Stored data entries

PR #48, opened 2012-06-23
To save a few queries or whales?

live627:
! Save a couple of queries in the search (11) and quick mod11) by
combining permission  checks
- Added support for seperating board results by permissions

PR #5544, opened 2019-03-27
Fetch all four board permissions at once in Recent.php

live627:


live627:
This new syntax was introduced in #48

Sources/Recent.php
```diff
@@ -417,13 +417,16 @@ function RecentPosts()
 		)
 	);
 
+	// Create an array for the permissions.
+	$boards_can = boardsAllowedTo(array('post_reply_own', 'post_reply_any', 'delete_own', 'delete_any'), true, false);
```
albertlast: Can we not reuse the $permissions array?

live627: a good idea. Also will help with mod compatibility.

PR #5545, opened 2019-03-27
Fetch all board permissions once for the attach BBC

live627:
This will be my attempt at fixing #5492 

I'm not sure that computing a hash for every distinct permission check is a good idea, even if it's only md5. ref #5493. That's probably a bit much just to save a query or two.

### DIFF
--- a/Sources/Subs-Attachments.php
+++ b/Sources/Subs-Attachments.php
@@ -905,6 +905,10 @@ function assignAttachments($attachIDs = array(), $msgID = 0)
 function parseAttachBBC($attachID = 0)
 {
 	global $board, $modSettings, $context, $scripturl, $smcFunc;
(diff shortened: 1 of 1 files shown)


albertlast:
the #5493 solution depend of the amount of attachments,
in my case it's redurce the amount of quries by 17 not one or two.

live627:
And in my case it was 6: two attach codes in three posts each.

But yea, that was two queries per code saved. This also saves queries
across boards, meaning that only one permission query is called even if the
attach bbcodes are in different boards.

Sesquipedalian:
The general solution in #5493 and this more specific solution in #5545 both seem like good ideas to me. Since they appear to be fully compatible with each other, I think we'll merge both.

PR #5559, opened 2019-03-30
One last version update

### LINKED ISSUE #5558: Searching in SMF Admin gives error in log
RC2 

Searching in SMF Admin gives me a error in log, but the search still works.

Type of error: Critical 							
The selected search API the forum is using is out of date - falling back to standard search. Please check file SearchAPI-Standard.php.							 http://localhost/testrc2/index.php?action=admin;area=search
--

live627:
Fix #5558 
@Sesquipedalian may add commits to this branch as needed.


Sesquipedalian (commented):
This would fix the problem for now, but since the code involved is nearly useless to begin with, I'd rather solve the issue permanently as in #5563.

WHAT NEEDS TO BE DONE: Copy out, word for word, the part of the entries above that begins at the line with "quick mod11) by" and ends at the line with "Sources/Recent.php", including both.

REPLY:
! Save a couple of queries in the search (11) and quick mod11) by
combining permission  checks
- Added support for seperating board results by permissions

PR #5544, opened 2019-03-27
Fetch all four board permissions at once in Recent.php

live627:


live627:
This new syntax was introduced in #48

Sources/Recent.php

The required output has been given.